Avala TV Tower and Odinstårnet as tourist attraction and for TV broadcasting, the radio mast Gabin for high power longwave transmission (and perhaps FM transmission), the Mittelturm Königswusterhausen for carrying antennas for VLF transmission experiments (and as a landmark for Germany!).
I am a DX-freak!


----------



## Phobos (Sep 14, 2003)

I haven't see the poll so I thought you were asking in general


----------



## IchO (Oct 4, 2004)

NY- WTC, 3 bldngs.


----------



## ƒƒ (Dec 31, 2004)

Hm yeah maybe the WTC indeed, but we'll see what the Freedom Tower will give.

And I'd rather finish the so many unfinished churches, for example in Belgium the cathedral of Antwerp, which would be the largest church in the world.
Unfinished churches in Belgium with the height they have and should have reached:
Antwerpen, Onze-Lieve-Vrouwekathedraal: 3 towers of 123m, 65m (should have been higher than the 123m one), 48m (there were 7 towers of at least 123m planned)
Antwerpen, Sint-Jacobskerk: 55m (should have been taller than the cathedral)
Mechelen, Sint-Romboutskathedraal: 97m (167m)
Mons, Eglise Sainte-Waudru: (190m)
Gent, Sint-Michielskerk: (134m)
Leuven, Sint-Pieterskerk: (3 towers of 136m, 165/170m, 136m)
Roeselare, Sint-Michielskerk: 64/65m (tower of 91m was blown off by the wind)


----------



## TowersNYC (May 17, 2003)

WTC for sure


----------



## Torch (Mar 22, 2005)

The Singer Building in NY


----------



## Bitxofo (Feb 3, 2005)

We need pics to decide!


----------



## [email protected] (Jan 17, 2004)

Torch said:


> The Singer Building in NY


 :yes: :yes: :yes:

The people who were responsible for the demolition of this masterpiece should be hanged!


----------



## Sonic from Padova (Nov 23, 2004)

wtc!


----------



## TalB (Jun 8, 2005)

I would say the WTC, which is obvious.


----------



## empersouf (Mar 19, 2004)

W T C


----------



## Tom_Green (Sep 4, 2004)

The tower of Babylon.


----------



## Gendo (Dec 4, 2003)

Torch said:


> The Singer Building in NY


Yes that was a great building.


----------



## paul.skyscrapercity (Aug 29, 2005)

Most definetly the mighty WTC TWINS


----------



## koolkid (Apr 17, 2006)

WTC!!!


----------



## koolkid (Apr 17, 2006)

Torch said:


> The Singer Building in NY


I agree! 
That beauty was very historically important!


----------



## Zaqattaq (Nov 17, 2004)

WTC the way it was


----------



## XiaoBai (Dec 10, 2002)

[email protected] said:


> :yes: :yes: :yes:
> 
> The people who were responsible for the demolition of this masterpiece should be hanged!

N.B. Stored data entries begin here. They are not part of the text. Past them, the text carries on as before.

PR #2482, opened 2020-01-29
Control associations across namespaces with ServiceAccount and RBAC

### LINKED ISSUE #2468: Access control on referenced objects
As raised in #2203 we should decide if we want to improve access control between objects.
The mechanism could be applied to any relationship between 2 objects of the stack, for example:
* Elasticsearch to Elasticsearch (#2203)
* Kibana or APM Server to Elasticsearch
* APM Server to Kibana (#1264)
* [Beats to Kibana](https://www.elastic.co/guide/en/beats/metricbeat/current/metricbeat-configuration.html)

So far 2 options have been identified:

## Option 1: An annotation or a new field in the spec

For example:
```yaml
kind: Elasticsearch
metadata:
  name: quickstart
spec:
  # allow ECK to configure resources in other namespaces to access this cluster
  # defaults to Nil (allow all), can be set to `allow: []` (only allow resources in the current namespace)
  crossNamespaceReferences:
      allow: ["namespaceA", "namespaceB"]
  version: 7.5.2
  nodeSets: []
```
Pro:
* Lightweight and easy to setup

Cons:
* Harder to figure out the permissions in case of an audit (it would need some dedicated tooling)
* ~How to manage granularity (namespace ? how to enforce only a given type ? fully qualified object name ?)~ _Edit: not sure it makes sense_ 

## Option 2: Using Kubernetes built-in RBAC mechanism

See https://github.com/elastic/cloud-on-k8s/compare/master...barkbay:rbac-controlled-references

Pro:
* Security is fully delegated to the API server, _(almost)_ no additional security code to maintain.
* Integrate with existing audit tools, for example:

```
$ kubectl who-can update elasticsearch -n elasticsearch-ns
ROLEBINDING                         NAMESPACE         SUBJECT      TYPE            SA-NAMESPACE
allow-kibana-from-remote-namespace  elasticsearch-ns  kibana-user  ServiceAccount  kibana-ns

CLUSTERROLEBINDING                                    SUBJECT                             TYPE            SA-NAMESPACE
cluster-admin                                         system:masters                      Group
cluster-admin-binding                                 michael.morello@elastic.co          User
elastic-operator                                      elastic-operator                    ServiceAccount  elastic-system
system:controller:clusterrole-aggregation-controller  clusterrole-aggregation-controller  ServiceAccount  kube-system
system:controller:generic-garbage-collector           generic-garbage-collector           ServiceAccount  kube-system
```

```
$ kubectl access-matrix for elasticsearch --verbs 'update' -n elasticsearch-ns
NAME                                KIND            SA-NAMESPACE    UPDATE
clusterrole-aggregation-controller  ServiceAccount  kube-system     ✔
elastic-operator                    ServiceAccount  elastic-system  ✔
generic-garbage-collector           ServiceAccount  kube-system     ✔
kibana-user                         ServiceAccount  kibana-ns       ✔
michael.morello@elastic.co          User                            ✔
system:masters                      Group                           ✔
```

Cons:

* Less trivial to setup than a annotation or an additional field

We should also decide if we want to allow references in a same "local" namespace by default

barkbay:
Fix #2468 

TODO:

- [x] rebase on #2480 
- [x] update all the `cluster_role.template.yaml`


cmd/manager/main.go
```diff
@@ -63,6 +64,8 @@ const (
 	CertValidityFlag       = "cert-validity"
 	CertRotateBeforeFlag   = "cert-rotate-before"
 
+	RbacControlledReferencesFlag = "rbac-controlled-references"
```
barkbay: _disclaimer: I'm bad at naming_

config/operator/all-in-one/cluster_role.template.yaml
```diff
@@ -6,6 +6,12 @@ kind: ClusterRole
 metadata:
   name: elastic-operator
 rules:
+- apiGroups:
```
barkbay: Only the cluster role of the all-in-one manifest is updated since this feature only makes sense when the operator is watching more than one namespace.

pkg/utils/rbac/access_review.go
```diff
@@ -0,0 +1,142 @@
...
+
+func (s *permissiveAccessReviewer) AccessAllowed(_ string, _ string, _ runtime.Object) (bool, error) {
+	return true, nil
+}
+
+// NextReconciliation returns a reconcile result depending on the implementation of the AccessReviewer.
+// It is mostly used when using the subjectAccessReviewer implementation in which case a next reconcile loop should be
+// triggered later to keep the association in sync with the RBAC roles and bindings.
+// See https://github.com/elastic/cloud-on-k8s/issues/2468#issuecomment-579157063
+func NextReconciliation(accessReviewer AccessReviewer) reconcile.Result {
```
sebgl: Having this in the `rbac` package feels a bit strange to me, it does not keep a clear separation of concerns.
Maybe in `common/association/rbac.go`? We could call it as `association.RequeueRbacCheck()`.
It would force `subjectAccessReviewer ` to become public though. Maybe that's ok? 

(I don't have a strong opinion on this, I'm fine if you prefer keeping the current approach)

pkg/utils/rbac/access_review.go
```diff
@@ -0,0 +1,142 @@
...
+				Namespace: metaObject.GetNamespace(),
+				Verb:      "get",
+				Resource:  plural,
+				Group:     strings.ToLower(object.GetObjectKind().GroupVersionKind().Group),
+				Version:   strings.ToLower(object.GetObjectKind().GroupVersionKind().Version),
+				Name:      metaObject.GetName(),
+			},
+			User: ServiceAccountUsernamePrefix + sourceNamespace + ":" + serviceAccount,
+		},
+	}
```
sebgl: Can we extract this to its own function and unit test it? Just because of the string manipulation.

config/samples/associations-rbac/apm_es_kibana_rbac.yaml
```diff
@@ -0,0 +1,120 @@
...
+apiVersion: v1
+kind: Namespace
+metadata:
+  name: apmserver-ns
+---
+# Create a Role at the cluster level to access some Elasticsearch clusters.
+apiVersion: rbac.authorization.k8s.io/v1
+kind: ClusterRole
+metadata:
+  name: elasticsearch-association
```
sebgl: Do you think we should pre-create this role as part of the operator manifest?

config/samples/associations-rbac/apm_es_kibana_rbac.yaml
```diff
@@ -0,0 +1,120 @@
...
+    name: kibana-user
+    namespace: kibana-ns
+---
+apiVersion: v1
+kind: ServiceAccount
+metadata:
+  name: apmserver-user
+  namespace: apmserver-ns
+---
+# This RoleBinding give the permission to Kibana to access the Elasticsearch cluster
```
sebgl: gives

config/samples/associations-rbac/apm_es_kibana_rbac.yaml
```diff
@@ -0,0 +1,120 @@
...
+      - get # association is allowed if a resource can "get" the remote one
+---
+# This is the service account used by Kibana
+apiVersion: v1
+kind: ServiceAccount
+metadata:
+  name: kibana-user
+  namespace: kibana-ns
+---
+# This RoleBinding give the permission to Kibana to access the Elasticsearch cluster
```
sebgl: gives

config/samples/associations-rbac/apm_es_kibana_rbac.yaml
```diff
@@ -0,0 +1,120 @@
...
+metadata:
+  name: apm-apm-sample
+  namespace: apmserver-ns
+spec:
+  version: 7.5.2
+  count: 1
+  elasticsearchRef:
+    name: "elasticsearch-sample"
+    namespace: "elasticsearch-ns"
+  # Service account used the APM Server to get access to the Elasticsearch cluster
```
sebgl: used by

pkg/controller/apmserverelasticsearchassociation/apmserverelasticsearchassociation_controller.go
```diff
@@ -252,6 +264,23 @@ func (r *ReconcileApmServerElasticsearchAssociation) reconcileInternal(apmServer
...
+	if !allowed {
+		log.Info("Association not allowed",
+			"as_name", apmServer.Name,
+			"as_namespace", apmServer.Namespace,
+			"serviceAccount", apmServer.Spec.ServiceAccountName,
+			"es_name", es.Name,
+			"es_namespace", es.Namespace,
+		)
+		// Ensure that user in Elasticsearch is deleted to prevent illegitimate access
+		err := user.DeleteUser(r.Client, NewUserLabelSelector(assocKey))
```
sebgl: Should we also call association.RemoveAssociationConf?

sebgl:
It would be nice to have this verified in an E2E test, but it does not really match the current E2E test framework :/
Let's make sure to at least create an issue for it?

pkg/controller/apmserverelasticsearchassociation/apmserverelasticsearchassociation_controller.go
sebgl: We should maybe extract that block and unit test it does the right thing when the association is not allowed.

pkg/utils/rbac/access_review.go
barkbay: I was wondering exactly the same. The problem is that this package is supposed to be reused for remote clusters (CCR/CCS) which is not strictly speaking considered (so far) as an association but more as an internal feature of the elasticsearch controller.

config/samples/associations-rbac/apm_es_kibana_rbac.yaml
barkbay: My gut feeling is that we should create roles only if there are needed but add it as an example in our documentation if the user wants to enable access control. That being said I'm happy to pre-create it if you think it's worth it.

barkbay:
> Let's make sure to at least create an issue for it?

Agreed, I'll create a follow-up issue to track the e2e test effort for this feature.

pkg/utils/rbac/access_review.go
barkbay: I have addressed your concern and moved this part of the code to the association package. I will check later if it does fit or not with remote clusters.

pkg/apis/apm/v1/apmserver_types.go
```diff
@@ -40,6 +40,11 @@ type ApmServerSpec struct {
 	// SecureSettings is a list of references to Kubernetes secrets containing sensitive configuration options for APM Server.
 	// See: https://www.elastic.co/guide/en/cloud-on-k8s/current/k8s-apm-server.html#k8s-apm-secure-settings
 	SecureSettings []commonv1.SecretSource `json:"secureSettings,omitempty"`
+
+	// ServiceAccountName is used to check access from the current resource to a resource (eg. Elasticsearch) in a different namespace.
+	// Can only be used if ECK is configured for checking references RBAC.
```
pebrc: This wording strikes me as a bit odd: should this say "check references with RBAC" or "enforcing RBAC on references"

pkg/controller/common/association/rbac.go
```diff
@@ -0,0 +1,62 @@
...
+	if !allowed {
+		metaObject, err := meta.Accessor(object)
+		if err != nil {
+			return false, nil
+		}
+		log.Info("Association not allowed",
+			"associated_kind", associated.GetObjectKind().GroupVersionKind().Kind,
+			"associated_name", associated.GetName(),
+			"associated_namespace", associated.GetNamespace(),
+			"serviceAccount", associated.ServiceAccountName(),
```
pebrc: `serviceAccount` seems to only one not using `_`

cmd/manager/main.go
```diff
@@ -63,6 +64,8 @@ const (
 	CertValidityFlag       = "cert-validity"
 	CertRotateBeforeFlag   = "cert-rotate-before"
 
+	CheckReferencesRbac = "check-references-rbac"
```
pebrc: I know this has already been renamed once and I don't want to bikeshed too much but what about `check-rbac-on-refs` or `enforce-rbac-on-refs` somthing that makes it clear that we are not checking the references but RBAC rules when working with references

sebgl: +1 that's better

config/samples/associations-rbac/apm_es_kibana_rbac.yaml
sebgl: 👍  let's not include it for now and maybe do it later depending on users feedback.

pkg/controller/common/association/rbac.go
```diff
@@ -0,0 +1,62 @@
...
+
+type Unbinder interface {
+	Unbind(associated commonv1.Associated) error
+}
+
+// CheckAndUnbind checks if a reference is allowed and unbind the association if it is not the case
+func CheckAndUnbind(
+	accessReviewer rbac.AccessReviewer,
+	associated commonv1.Associated,
+	object runtime.Object,
```
sebgl: `object` is not very explicit: is it the src object holding the reference, or the referenced one?
Let's maybe rename it to `remoteObject` or `referencedObject`.

pkg/controller/common/association/rbac.go
```diff
@@ -0,0 +1,62 @@
...
+
+	commonv1 "github.com/elastic/cloud-on-k8s/pkg/apis/common/v1"
+	"github.com/elastic/cloud-on-k8s/pkg/utils/rbac"
+	"k8s.io/apimachinery/pkg/api/meta"
+	"k8s.io/apimachinery/pkg/runtime"
+	"sigs.k8s.io/controller-runtime/pkg/reconcile"
+)
+
+type Unbinder interface {
+	Unbind(associated commonv1.Associated) error
```
sebgl: I like this 👍

sebgl:
We should have a dedicated page in the documentation (in this PR or in a follow-up one).

pkg/controller/common/association/rbac.go
```diff
@@ -0,0 +1,62 @@
...
+		}
+		log.Info("Association not allowed",
+			"associated_kind", associated.GetObjectKind().GroupVersionKind().Kind,
+			"associated_name", associated.GetName(),
+			"associated_namespace", associated.GetNamespace(),
+			"service_account", associated.ServiceAccountName(),
+			"remote_type", object.GetObjectKind().GroupVersionKind().Kind,
+			"remote_name", metaObject.GetNamespace(),
+			"remote_namespace", metaObject.GetName(),
+		)
```
sebgl: Let's emit an event here?

pkg/utils/rbac/access_review.go
```diff
@@ -0,0 +1,117 @@
...
+
+	sar := newSubjectAccessReview(metaObject, object, serviceAccount, sourceNamespace)
+
+	sar, err = s.client.AuthorizationV1().SubjectAccessReviews().Create(sar)
+	if err != nil {
+		return false, err
+	}
+	log.V(1).Info(
+		"Access review", "result",
+		sar.Status, "service_account", serviceAccount,
```
sebgl: Let's put:
```
"result", sar.Status,
```
on the same line.

config/samples/associations-rbac/apm_es_kibana_rbac.yaml
```diff
@@ -0,0 +1,120 @@
...
+    name: kibana-user
+    namespace: kibana-ns
+---
+apiVersion: v1
+kind: ServiceAccount
+metadata:
+  name: apmserver-user
+  namespace: apmserver-ns
+---
+# This RoleBinding gives the permission to Kibana to access the Elasticsearch cluster
```
sebgl: s/Kibana/ApmServer/

PR #2484, opened 2020-01-30
Add gcloud component installation commands to dev setup

wandergeek:
I missed this when I was setting up and don't want someone else to do the same. :)


sebgl:
Thanks @wandergeek!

Completely agree...and not just demolishing it, but then replacing it with the turd built on its site. A pox on all involved.


----------



## centreoftheuniverse (Nov 16, 2005)

This is not a tower, but I would love to see it rebuilt.

*New York's Pennsylvannia Station*


----------



## samsonyuen (Sep 23, 2003)

^That's great, but WTC is still the one I'd love to see rebuilt most.


----------